In the real world there are many problems which involve the optimization of multiple objective functions at the same time. These are known as Multi-objective Optimization Problems (MOPs). Solving this kind of problems implies generating a set of good solutions, commonly known as Pareto-optimal solutions. The Multi-Objective Evolutionary Algorithms (MOEAs) have been extensively used to address this type of problems, since it allowing to get a set of the Pareto solutions in a particular run. Nevertheless, finding this solution set does not resolve the problem since the Decision-Maker (DM) still must select from that set the solution that matches more with his/her preferences. Determine the Region of Interest (RoI), in accordance with the DM’s preferences, is an option that would make easy the selection process. The RoI has been defined as the region on the Pareto frontier which suits better to the DM's preferences. In order to help the DM in the selection process, different approaches in literature have added preferential information into the optimization process to lead the search towards the RoI.
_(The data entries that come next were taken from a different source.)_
PR #304, opened 2023-12-01
Update code and tests for use with ska_sun accurate position

### LINKED ISSUE #270: Update kadi off_nominal_roll validation to use accurate Sun position
The off-nominal roll computation gets highly inaccurate at far tail sun when the Sun position is off by a ~0.3 deg, which is the case for the "fast". Use https://github.com/sot/ska_sun/pull/25 to use the more accurate DE432 method here.

taldcroft:
## Description

This PR takes advantage of the associated PR's below (higher precision Sun position by default) to achieve improved accuracy of the off_nom_roll state. This remove those violations from the kadi validation page and allows a tighter check tolerance.

Despite 7 files being changed, there is only one substantive update in `states.py`, and even this one is not changing the behavior at all just doing the pitch/off_nom_roll calculation in a more efficient way. 

The rest of the changes are just code tidying or adding a new development script for evaluating state speed.

Closes #270

## Required dependent PRs

These are required to get the performance/accuracy gains and pass tests.

- https://github.com/sot/ska_sun/pull/36
- https://github.com/sot/chandra_maneuver/pull/27
- https://github.com/sot/chandra_aca/pull/162

### Unit tests

- [x] Mac
```
(ska3-perf) ➜  kadi git:(improve-off-nom-roll-state-accuracy) git rev-parse HEAD
e201f4461472dd0f77cc5b5f22ee9ed06a530bb5
(ska3-perf) ➜  kadi git:(improve-off-nom-roll-state-accuracy) pytest kadi
==================================================== test session starts =====================================================
collected 219 items                                                                                                          

kadi/commands/tests/test_commands.py ...........................................................................       [ 34%]
kadi/commands/tests/test_states.py ......................x.............................................x.............. [ 72%]
.........                                                                                                              [ 76%]
kadi/commands/tests/test_validate.py ....................                                                              [ 85%]
kadi/tests/test_events.py ..........                                                                                   [ 89%]
kadi/tests/test_occweb.py ......................                                                                       [100%]

========================================= 217 passed, 2 xfailed in 94.37s (0:01:34) ==========================================
```
- [x] Linux

#### Branch
```
(ska3-perf) ➜  validate git:(improve-off-nom-roll-state-accuracy) python performance_states.py                              
kadi.__version__='7.7.2.dev15+ge201f44'
get_states took 3.4 sec
2nd get_states took 3.1 sec
```
#### Flight
```
(ska3) ➜  validate git:(improve-off-nom-roll-state-accuracy) python performance_states.py
kadi.__version__='7.6.0'
get_states took 6.2 sec
2nd get_states took 5.9 sec
```


jeanconn:
I don't see where this PR does "Improve off-nominal roll state accuracy".

kadi/commands/states.py
```diff
@@ -1102,9 +1102,13 @@ def update_sun_vector_state(cls, date, transitions, state, idx):
             current index into transitions
         """
         if state["pcad_mode"] == "NPNT":
-            q_att = Quat([state[qc] for qc in QUAT_COMPS])
-            state["pitch"] = ska_sun.pitch(q_att.ra, q_att.dec, date)
-            state["off_nom_roll"] = ska_sun.off_nominal_roll(q_att, date)
+            ra, dec, roll = state["ra"], state["dec"], state["roll"]
+            time = date2secs(date)
+            sun_ra, sun_dec = ska_sun.position(time)
```
jeanconn, line 1107: I think maybe this should just be explicit about the position method it uses instead o using the ska_sun default.

taldcroft: This is an intentional and important part of the design to delegate the behavior to `ska_sun.conf.sun_position_default_method`. That way you can choose to compute states with the fast position method.

taldcroft:
> I don't see where this PR does "Improve off-nominal roll state accuracy".

Fair enough. I have updated the title and also the description:

This PR takes advantage of the associated PR's below (higher precision Sun position by default) to achieve improved accuracy of the off_nom_roll state. This remove those violations from the kadi validation page and allows a tighter check tolerance.

kadi/commands/states.py
jeanconn: Fair.  I wasn't clear from our previous discussion (where accurate was getting faster) if kadi would still need to use both position methods in kadi.commands.states .  Should it always be accurate when we're doing validation?  I don't see that configured if so.

taldcroft: Validation should run using the defaults just like a user or application normally would. That's also an important part of the design, that validation matches the way the code gets used.

If for some reason there was a code change that updated the ska_sun default, then all kinds of tests would break so that won't happen accidentally.

jeanconn:
Do you have a conftest.py in kadi/commands/tests/ in your local repo that isn't commited to version control @taldcroft ?

taldcroft:
> Do you have a conftest.py in kadi/commands/tests

Yes, fixed.

jeanconn (approved):
My only note is that it would be great if github would display something that said "this notebook isn't going to show you any figures and you'll have to open it in something else" for the pr304-funct-test.ipynb.

taldcroft:
Hum, that's interesting about the notebook. These are plotly figures, so apparently that doesn't get saved in the notebook or doesn't render on GitHub. Good to remember.

PR #305, opened 2023-12-02
Change limits in SPM and off-nom-roll validators to fix violations

taldcroft:
## Description

This PR opens up a couple of validation limits to remove spurious violations.

For the sun position monitor, the original tolerance of 300 seconds was a little too tight and a few cases of up to 360 seconds occurred. This is related to the difference between predicted eclipse exit times and what the OBC actually did on orbit. This increases the limit to 400 sec.

For off-nominal roll, the error due to sampling the maneuver attitude at only 5-minute bins is a bit larger than was originally assumed. Increasing the tolerance during NMAN from 10 deg to 12 deg removes violations from a 200 day sample.

## Interface impacts

None.

### Unit tests

- [x] Mac (done at the first commit before fixing the notebook name)
This requires the file `kadi/commands/test/conftest.py` from [e99d43e](https://github.com/sot/kadi/commit/e99d43e8ff1371cd95ebff24e98cddbd524b2d37). This file was used in testing and inadvertently left out of the commits.
```
(ska3-perf) ➜  kadi git:(fix-spm-off-nom-roll-violations) git rev-parse HEAD      
467afb24b99214851778deb97789d5b508032034
(ska3-perf) ➜  kadi git:(fix-spm-off-nom-roll-violations) pytest
==================================================== test session starts =====================================================
collected 219 items                                                                                                          

kadi/commands/tests/test_commands.py ...........................................................................       [ 34%]
kadi/commands/tests/test_states.py ......................x.............................................x.............. [ 72%]
.........                                                                                                              [ 76%]
kadi/commands/tests/test_validate.py ....................                                                              [ 85%]
kadi/tests/test_events.py ..........                                                                                   [ 89%]
kadi/tests/test_occweb.py ......................                                                                       [100%]

========================================= 217 passed, 2 xfailed in 94.04s (0:01:34) ==========================================
```

Independent check of unit tests by Jean with that conftest.py and with a ska3-masters environment and dev/local versions of chandra_aca, ska_sun, and chandra_maneuver in PYTHONPATH. 
- [x] Linux

### Functional tests

See the included notebook.


validate/pr305-func-test.ipynb
```diff
@@ -0,0 +1,2731 @@
+{
+ "cells": [
+  {
+   "cell_type": "markdown",
+   "metadata": {},
+   "source": [
+    "## Functional testing for PR-302\n",
```
jeanconn, line 7: Should probably be PR-305 here but not sure if it is worth the update.

jeanconn:
Technically I think this needs a rebase to get that conftext.py and pass tests.

taldcroft:
> Technically I think this needs a rebase to get that conftest.py and pass tests.

`conftest.py` is in master so when this is merged the `master` branch will pass. I've updated the documentation to reflect that the testing results depend on having that file from `master` in the correct place.

jeanconn:
That's fine.  My process is always just to check out the PR and run tests; so for this I'll copy the conftest and run tests if that's the only change that is missing for tests to pass.

PR #309, opened 2023-12-25
Add "HRC not run" event to handle HRC being disabled

taldcroft:
## Description

This PR provides a better way to handle HRC being disabled than adding a bunch of `Command not run` events. It follows the pattern from `Load not run` and `Observing not run`.

I have added this new event type to the FOT MP documentation page just to get it done with now. There is no danger of this accidentally getting into the flight Events Sheet.

## Interface impacts

Supports new HRC not run entry on Events Sheet.

### Unit tests

- [x] Mac (new unit test)
```
➜  kadi git:(hrc-disable) git rev-parse HEAD                                                        
8158e773d3a87499373378d17a5e414fd669b46d
➜  kadi git:(hrc-disable) pytest
===================================================== test session starts ======================================================
collected 221 items                                                                                                            

kadi/commands/tests/test_commands.py .............................................................................       [ 34%]
kadi/commands/tests/test_states.py ......................x.............................................x................ [ 73%]
.......                                                                                                                  [ 76%]
kadi/commands/tests/test_validate.py ....................                                                                [ 85%]
kadi/tests/test_events.py ..........                                                                                     [ 90%]
kadi/tests/test_occweb.py ......................                                                                         [100%]

========================================== 219 passed, 2 xfailed in 141.11s (0:02:21) ==========================================
```

- [x] Linux

### Functional tests

No functional testing.

### DIFF
--- a/kadi/commands/commands_v2.py
+++ b/kadi/commands/commands_v2.py
@@ -350,12 +350,12 @@ def update_archive_and_get_cmds_recent(
     # E.g. an SCS-107 near end of loads where next week vehicle loads only were
     # uplinked.
     not_run_loads = {}
-    for not_run_type in ("Load", "Observing"):
-        not_run_loads[not_run_type] = set(
-            cmd_event["Params"]
+    for not_run_type in ("Load", "Observing", "HRC"):
+        not_run_loads[not_run_type] = {
+            cmd_event["Params"]: cmd_event["Date"]
             for cmd_event in cmd_events
             if cmd_event["Event"] == f"{not_run_type} not run"
-        )
+        }
 
     # Update loads table and download/archive backstop files from OCCweb
     loads = update_loads(scenario, cmd_events=cmd_events, lookback=lookback, stop=stop)
@@ -375,6 +375,15 @@ def update_archive_and_get_cmds_recent(
         elif load_name in not_run_loads["Observing"]:
             # Cut observing commands
             bad = np.isin(cmds["scs"], [131, 132, 133])
+            cmds = cmds[~bad]
+        elif load_name in not_run_loads["HRC"]:
+            # Cut HRC state-changing commands
+            date = not_run_loads["HRC"][load_name]
+            bad = (
+                ((cmds["tlmsid"] == "COACTSX") & (cmds["coacts1"] == 134))
+                | ((cmds["tlmsid"] == "COENASX") & (cmds["coenas1"] == 89))
+                | ((cmds["tlmsid"] == "COENASX") & (cmds["coenas1"] == 90))
+            ) & (cmds["date"] > date)
             cmds = cmds[~bad]
 
         if len(cmds) > 0:
--- a/kadi/commands/commands_v2.py
+++ b/kadi/commands/commands_v2.py
@@ -380,7 +380,8 @@ def update_archive_and_get_cmds_recent(
             # Cut HRC state-changing commands
             date = not_run_loads["HRC"][load_name]
             bad = (
-                ((cmds["tlmsid"] == "COACTSX") & (cmds["coacts1"] == 134))
+                (cmds["tlmsid"] == "224PCAON")
+                | ((cmds["tlmsid"] == "COACTSX") & (cmds["coacts1"] == 134))
                 | ((cmds["tlmsid"] == "COENASX") & (cmds["coenas1"] == 89))
                 | ((cmds["tlmsid"] == "COENASX") & (cmds["coenas1"] == 90))
             ) & (cmds["date"] > date)
--- a/kadi/commands/tests/test_commands.py
+++ b/kadi/commands/tests/test_commands.py
@@ -1332,45 +1332,88 @@ def test_get_rltt_scheduled_stop_time():
 
 
 # For HRC not run testing
-stop_date_2023_12_20 = stop_date_fixture_factory("2023-12-20")
+stop_date_2023200 = stop_date_fixture_factory("2023:200")
 
 
 @pytest.mark.skipif(not HAS_INTERNET, reason="No internet connection")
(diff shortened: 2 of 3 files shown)


jeanconn:
As a reviewer on this I'm working just from the kadi states understanding of how HRC is commanded.  So from that perspective --  is there a name for the nominal operation of HRC via these SCS activations as compared to the hardware commands?  This ends up just being a documentation question really.

taldcroft:
> is there a name for the nominal operation of HRC via these SCS activations

I'm not aware of a good and descriptive name, but they fall within the "HRC return to science operations concept" (along with a hundred other things).

jeanconn:
OK.  Sounds fine as long as it will be clear to the users here that the HRC not run is only going to apply to this nominal operations concept and not to any hardware commands.

kadi/commands/tests/test_commands.py
```diff
@@ -1329,3 +1329,48 @@ def test_get_rltt_scheduled_stop_time():
...
+def test_hrc_not_run_scenario(stop_date_2023_12_20):  # noqa: ARG001
+    """Test custom scenario with HRC not run"""
+    from kadi.commands.states import get_states
+
+    # First make the cmd_events.csv file for the scenario
+    scenario = "hrc_not_run"
+    cmds_dir = Path(commands_v2.conf.commands_dir) / scenario
+    cmds_dir.mkdir(exist_ok=True, parents=True)
+    # Note variation in format of date, since this comes from humans.
+    cmd_evts_text = """\
```
jeanconn, line 1348: This test would probably be stronger if the states were evaluated with and without the hrc not run -- but as a sanity and regress test this is good.

kadi/commands/commands_v2.py
```diff
@@ -376,6 +376,15 @@ def update_archive_and_get_cmds_recent(
...
             bad = np.isin(cmds["scs"], [131, 132, 133])
             cmds = cmds[~bad]
+        elif load_name in not_run_loads["HRC"]:
+            # Cut HRC state-changing commands
+            date = not_run_loads["HRC"][load_name]
+            bad = (
+                ((cmds["tlmsid"] == "COACTSX") & (cmds["coacts1"] == 134))
+                | ((cmds["tlmsid"] == "COENASX") & (cmds["coenas1"] == 89))
+                | ((cmds["tlmsid"] == "COENASX") & (cmds["coenas1"] == 90))
+            ) & (cmds["date"] > date)
```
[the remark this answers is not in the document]
jeanconn: Comment for whole block of filtering could also probably use an update.

taldcroft:
>  Sounds fine as long as it will be clear to the users here that the HRC not run is only going to apply to this nominal operations concept and not to any hardware commands.

In fact the hardware commands do actually run on board, they just don't do anything because the instrument is off.

But yes, there is a bit of duct tape in all this. F_HRC_SAFING disables SCSs 92, 93 and 134, but the kadi state values depend on 89, 90, and 134 due to the way HRC is run. So this PR ignores 89, 90 instead of 92, 93, because that is what makes things work.

kadi/commands/commands_v2.py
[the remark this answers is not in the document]
taldcroft: The docs say "HRC observations following the event Date were disabled", which I would take as `>`. But in practice it does not matter, the script run timing will be accurate to maybe a minute.

kadi/commands/tests/test_commands.py
taldcroft: Good idea, I'll fix this.

taldcroft:
Thinking more, `F_HRC_SAFING` can be run in the middle of an HRC observation and it turns off HRC immediately. So I need to insert some commands at the event date to do that.

jeanconn:
"In fact the hardware commands do actually run on board, they just don't do anything because the instrument is off."

Right, I meant hardware commands in the loads, as those are the ones that are defined as state-changing-things in kadi.

jeanconn:
"So I need to insert some commands at the event date to do that."

Sounds good to take the time to do that update to this PR to future-proof it.

taldcroft:
> I meant hardware commands in the loads, as those are the ones that are defined as state-changing-things in kadi.

OK now I get your drift. There are dozens of HRC hardware commands in the loads. But you were referring to just the two state-changing ones that control the 15V and 24V. Those are never commanded in the loads in the Return to science concept and (if they were included) there would be no way to stop them from running besides running SCS-107. So I think were good on this.

taldcroft:
@jeanconn - thanks for the comments, this PR is definitely better now and hopefully ready!

kadi/commands/commands_v2.py
```diff
@@ -376,6 +376,16 @@ def update_archive_and_get_cmds_recent(
             # Cut observing commands
             bad = np.isin(cmds["scs"], [131, 132, 133])
             cmds = cmds[~bad]
+        elif load_name in not_run_loads["HRC"]:
+            # Cut HRC state-changing commands
+            date = not_run_loads["HRC"][load_name]
+            bad = (
+                (cmds["tlmsid"] == "224PCAON")
```
jeanconn, line 383: OK so I'm a little confused by this.  Should the command be removed here or should Hrc24vOn_Transition be updated so it is a no-op if the 15v is off?  Or does it not matter?  Not trying to overcomplicate here but not sure what will make the most sense to us later.  Thanks!

taldcroft: Updating `Hrc24vOn_Transition` like you said might work and might be slightly more faithful to what is really happening. That said, doing a state-dependent transition is complicated and will require spending several more hours on this code that might never even get used. So I'm going to say that perfect is the enemy of good here, I've already invested too much time on this.

jeanconn (approved):

PR #311, opened 2024-01-11
Skip tests if internet is not available

javierggt:
## Description

Skip tests if internet is not available.

## Interface impacts

None

### Unit tests

- [x] Mac (with WiFi on and off by @taldcroft)
```
masters) ➜  kadi git:(skip-test) git rev-parse HEAD
b47f543e7f61acd180fda7b649e0358c8411f39b
```
### Without internet (wifi off)
```
(masters) ➜  kadi git:(skip-test) pytest
===================================================== test session starts =====================================================
collected 174 items                                                                                                           

kadi/commands/tests/test_commands.py ........sssss..ss...............................................ss...s......       [ 43%]
kadi/commands/tests/test_states.py ......................x.......................                                       [ 70%]
kadi/commands/tests/test_validate.py .sssssssssssssssssss                                                               [ 81%]
kadi/tests/test_events.py ..........                                                                                    [ 87%]
kadi/tests/test_occweb.py ssssssssssssssssssssss                                                                        [100%]

========================================= 122 passed, 51 skipped, 1 xfailed in 16.44s =========================================
```
### With internet
```
(masters) ➜  kadi git:(skip-test) pytest
===================================================== test session starts =====================================================
collected 228 items                                                                                                           

kadi/commands/tests/test_commands.py .................................................................................. [ 35%]
..                                                                                                                      [ 36%]
kadi/commands/tests/test_states.py ......................x.............................................x............... [ 73%]
........                                                                                                                [ 77%]
kadi/commands/tests/test_validate.py ....................                                                               [ 85%]
kadi/tests/test_events.py ..........                                                                                    [ 90%]
kadi/tests/test_occweb.py ......................                                                                        [100%]

========================================= 226 passed, 2 xfailed in 100.15s (0:01:40) ==========================================
```

### Functional tests

No functional testing.

### DIFF
--- a/kadi/commands/tests/test_validate.py
+++ b/kadi/commands/tests/test_validate.py
@@ -10,13 +10,19 @@ import pytest
 import ska_sun
 
 from kadi.commands.utils import compress_time_series
-from kadi.commands.validate import Validate, ValidateRoll
+from kadi.commands.validate import Validate, ValidateRoll, get_command_sheet_exclude_intervals
 
 # Regression testing for this 5-day period covering a safe mode with plenty of things
 # happening. There are a number of violations in this period and a couple of excluded
 # intervals.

Such is the case of the approach presented by (Cruz-Reyes et al., 2017) called Hybrid Multi-Criteria Sorting Genetic Algorithm (H-MCSGA). This method addresses the preferences incorporation a priori into a MOEA to characterize the RoI by a multicriteria sorting method called THESEUS (Fernandez et al., 2011). H-MCSGA consists by two phases. First, a metaheuristic is used to create a set of solutions (reference set) that are assigned to ordered classes by the DM. The objective of this process is that the DM's preferences are indirectly reflected in this set. In the second phase, THESEUS is incorporated into an evolutionary algorithm to sort the new solutions created during optimization process. For this, THESEUS uses the reference set, generating selective pressure in the direction of the RoI. The performance of H-MCSGA was verified using nine instances of a public project portfolio problem. The achieve results show that H-MCSGA reach a good definition of the RoI and outperforms the well-known NSGA-II (Deb et al., 2002). A first interactive version of the H-MCSGA is presented in (Cruz-Reyes et al., 2014), where the reference set is updated, only once, while exploration process. Consequently, the DM’s preferences are updated. In examples on the portfolio problem, this proposal maintains its superiority over the NSGAII.
Finally, an interactive method more robust is proposed in (Cruz-Reyes et al., 2016) called the Interactive Multi-Criteria Sorting Genetic Algorithm (I-MCSGA). This method allows the DM to assimilate progressively respecting the problem and to clarify his/her preferences. I-MCSGA was assessed on project portfolio optimization problems. This algorithm was measure against with NSGA-II in three and four objectives problems and in nine and sixteen objectives problems with A2-NSGA-III (Jain, Deb, 2013). I-MCSGA presented better outcomes than these algorithms in regard to Pareto-dominance and to its ability to accomplish the RoI. The automatic-enhancement procedure results efficient to include new solutions into the reference set, aiding THESEUS to propose more suitable assignments. Moreover, the proposed procedure to update preferences interactively is efficient to validate the enhanced reference set, still when the real DM was supplanted by the preference model proposed by (Fernandez et al., 2011). Therefore, I-MCSGA shown its capacity to identify the RoI and, to address optimization problems with a few and many numbers of objectives, effectively.
Future research directions should be leads towards extend the experimentation to problems where the true Pareto frontier is known, the use of others multicriteria sorting methods and the comparing with others most recent MOEAs. This with the aim of validating the outcomes of these approach with greater certainty.